▶ Available data:
========================================
PR #427, opened 2023-04-05
Do not run k8s tests on main push

jdolitsky:


imjasonh:
Why not? 🤔

jdolitsky:
> Why not?

Well, for starters they are currently failing (and we know it). So everytime we merge something, this check runs and creates a red X on the latest commit on the repo.

dlorenc:
I did a bunch of debugging on why the test is failing and had the start of a fix - is there an issue open for that? i can dump my notes in there.

TLDR: The fluent-bit image we have works fine by itself, but when you deploy it inside the helm chart the helm chart overrides the default configuration at runtime, and the injected config doesn't work with our build configuration because we don't include all the optional dependencies.

jdolitsky:
@dlorenc opened https://github.com/chainguard-images/images/issues/431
========================================
▶ Work instruction: Tally how many lines of the data include the word "failing". Write the number and nothing else.

▶ Exercise answer: 2